During a business trip to a construction site, an employee was found dead of a heart attack in a room after having had sexual intercourse with a “complete stranger” he met during the day. The employer completed the usual formalities by informing the social security authorities of the death and the circumstances. The social security authorities decided to treat the death as being work-related, which was contested by the employer.

The company’s arguments before the Paris Court of Appeal were as follows:

– the employee’s death occurred when he had knowingly interrupted his mission for a personal reason, independent of his employment, to have an adulterous relationship with a stranger,

– the employee was no longer under the responsibility of his employer at the time of death and the death occurred for a personal reason,

– the heart attack is not work-related because it resulted from the sexual activity

The Court of Appeal in a decision of 17th May 2019 dismissed the employer’s claims and acknowledged the death as a work-related accident.

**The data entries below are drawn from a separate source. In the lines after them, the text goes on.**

PR #11512, opened 2016-10-16
FreeBSD: update require packages

wjwithagen:
Leftover from the Cmake move,
and ceph-mgr requires boost-python

### DIFF
--- a/install-deps.sh
+++ b/install-deps.sh
@@ -23,9 +23,10 @@ if [ x`uname`x = xFreeBSDx ]; then
     $SUDO pkg install -yq \
         devel/git \
         devel/gmake \
-        devel/automake \
+        devel/cmake \
         devel/yasm \
         devel/boost-all \
+        devel/boost-python-libs \
         devel/valgrind \
         devel/pkgconf \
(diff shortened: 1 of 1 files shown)


tchaikov:
is `boost-python-libs` part of `boost-all`?

wjwithagen:
@tchaikov 
I guess not, since I had installed boost-all, and got complaints that is was missing when MGR got introduced.
And it seems packages things the same, boost-libs does not contain the python stuff.
```
% pkg info | grep boost
boost-all-1.55.0               The "meta-port" for boost libraries
boost-docs-1.55.0              Documentation for libraries from boost.org
boost-jam-1.55.0               Build tool from the boost.org
boost-libs-1.55.0_12           Free portable C++ libraries (without Boost.Python)
boost-python-libs-1.55.0       Framework for interfacing Python and C++
```
And on a fresh system boost-all installs:
```
New packages to be INSTALLED:
        boost-all: 1.55.0
        boost-libs: 1.55.0_13
        boost-jam: 1.55.0
        boost-docs: 1.55.0
```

The qualification of work-related accident (“accident de travail”) allowed the heirs to receive compensation from the social security fund. It also had the effect of increasing the rate of the contribution to the work-related accident compensation which must be paid by the employer.

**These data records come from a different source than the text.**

PR #11517, opened 2016-10-17
Fix #17562 (backtrace check fails when scrubbing directory created by fsstress)

ukernel:


src/mds/inode_backtrace.cc
```diff
@@ -145,18 +145,7 @@ int inode_backtrace_t::compare(const inode_backtrace_t& other,
...
-          *divergent = true;
-        return -1;
-      } else if (ancestors[i-1].version > other.ancestors[i-1].version) {
-        if (comparator < 0)
-          *divergent = true;
-        return 1;
-      } else {
-        assert(ancestors[i-1].version == other.ancestors[i-1].version);
-        return 0;
-      }
```
gregsfortytwo: Removing this block is incorrect. You're right that this *should* be unreachable code if everything in the system is behaving, but we are trying to detect corruptions and bugs here. We need to detect it as divergent if we somehow have a newer ancestor version on the side with the older parent.

src/mds/CInode.cc
```diff
@@ -3840,15 +3840,11 @@ void CInode::validate_disk_state(CInode::validated_data *results,
...
+	// we're divergent, or on-disk version is newer
+	results->backtrace.error_str << "On-disk backtrace is divergent or newer";
       } else {
-        if (divergent || memory_newer <= 0) {
-          // we're divergent, or don't have a newer version to write
-          results->backtrace.error_str <<
-              "On-disk backtrace is divergent or newer";
-	  goto next;
-        }
+        results->backtrace.passed = true;
```
gregsfortytwo: This part looks like it's probably correct to me.

src/mds/inode_backtrace.cc
ukernel: Nothing do with corruption.

The code first set 'comparator' according comparison between ancestors[i].version and other.ancestors[i].version. Then it increases variable 'i' and execute above code block. It's impossible that the '*divergent = true' line get reached.

gregsfortytwo:
Are these checks backwards, then? :/

>

ukernel:
Yes, they are backwards. that's why the check can not be true.

src/mds/inode_backtrace.cc
gregsfortytwo: No, I just checked. We set comparator >0 if we are newer based on the immediate parent. That means if the other guy at any point has a newer ancestor than we do, something has gone terribly wrong and we set the divergent flag. We don't update the comparator on each loop though and this is not dead code!

src/mds/inode_backtrace.cc
```diff
@@ -140,7 +141,8 @@ int inode_backtrace_t::compare(const inode_backtrace_t& other,
        */
       break;
     }
-    if (ancestors[i].dirino != other.ancestors[i].dirino) {
+    if (ancestors[i].dirino != other.ancestors[i].dirino ||
+        ancestors[i].dname != other.ancestors[i].dname) {
```
gregsfortytwo: Okay, but do we really care about that when this is in use? We already update backtrackes on a local rename and if we don't have the object we're reconstructing the fragments anyway. What do we get by not considering them equivalent when the directory inodes still match, besides potentially extra IO?

ukernel:
On Wed, Oct 19, 2016 at 1:13 PM, Gregory Farnum <notifications@github.com>
wrote:

> *@gregsfortytwo* commented on this pull request.
> ------------------------------
>
> In src/mds/inode_backtrace.cc <https://github.com/ceph/ceph/pull/11517>:
>
> > @@ -145,18 +145,7 @@ int inode_backtrace_t::compare(const inode_backtrace_t& other,
>      if (ancestors[i].dirino != other.ancestors[i].dirino ||
>          ancestors[i].dname != other.ancestors[i].dname) {
>        *equivalent = false;
> -      if (ancestors[i-1].version < other.ancestors[i-1].version) {
> -        if (comparator > 0)
> -          *divergent = true;
> -        return -1;
> -      } else if (ancestors[i-1].version > other.ancestors[i-1].version) {
> -        if (comparator < 0)
> -          *divergent = true;
> -        return 1;
> -      } else {
> -        assert(ancestors[i-1].version == other.ancestors[i-1].version);
> -        return 0;
> -      }
>
> No, I just checked. We set comparator >0 if we are newer based on the
> immediate parent. That means if the other guy at any point has a newer
> ancestor than we do, something has gone terribly wrong and we set the
> divergent flag. We don't update the comparator on each loop though and this
> is not dead code!
>

which code does the job "if the other guy at any point has a newer ancestor
than we do" ? Above code use 'i-1' as index, which is immediate parent.

jcsp:
(This is passing tests at http://pulpito.ceph.com/jspray-2016-10-17_21:55:28-fs-wip-jcsp-testing-20161017-distro-basic-mira , http://pulpito.ceph.com/jspray-2016-10-18_15:21:25-fs-wip-jcsp-testing-20161017---basic-mira , but I'm leaving it open because of ongoing discussion)

gregsfortytwo:
@jcsp said he would look at this too.

src/mds/CInode.cc
gregsfortytwo: Well, we can use the equivalent part to do other stuff like electing to force out a backtrace if the on-disk one is stale, even if they're still consistent.

src/mds/inode_backtrace.cc
gregsfortytwo: Sounds good to me then.

src/mds/inode_backtrace.cc
gregsfortytwo: ...okay, I'm just totally blind. Wasn't seeing the comparator adjustments farther down for some reason.

gregsfortytwo:
I think I'm good with this now. Thanks for double-checking @jcsp. Won't merge because of your outstanding questions.

jcsp:
OK, I now think that setting divergent=true (instead of equivalent=false) was correct to begin with in the case of ancestors[0] not matching.  I think we could still see some false positives here if someone scrubs unflushed metadata, but that's kind of a separate issue.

Although the decision may look surprising, it results from the very wide definition of what constitutes a work-related accident. Indeed, French Law grants protection to employees on business trips and makes no distinction between accidents that occur during a professional act or an act of everyday life.

For example, in a previous case, a court decided to qualify as a work-related accident an incident where an employee injured his leg whilst out for the evening at a night club. What may be more unusual is the fact that the court of appeal considered that sexual intercourse, even extra-marital sex on a business trip, is an act of daily life, in the court’s words, just like taking a shower or having a meal.

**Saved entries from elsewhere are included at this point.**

PR #11519, opened 2016-10-17
jewel: RGW loses realm/period/zonegroup/zone data: period overwritten if somewhere in the cluster is still running Hammer

dachary:
http://tracker.ceph.com/issues/17576


dachary:
@cbodley does this backport look good to merge ? It passed the rgw suite http://tracker.ceph.com/issues/17487#note-18

PR #11525, opened 2016-10-18
tools/ceph-monstore-update-crush.sh: FreeBSD getopt is not compatible…

wjwithagen:
…, use the one from packages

Thus, the Court of Appeal ruled that the employee had not interrupted his mission to perform an act unrelated to that mission. The court also held that the fact that the accident did not occur in the hotel room booked by the company did not mean that the employee was no longer under the authority of his employer.

The Employer may decide to lodge a claim before the Supreme Court and it would be most interesting to see whether the Supreme Court will confirm the analysis of the Court of Appeal.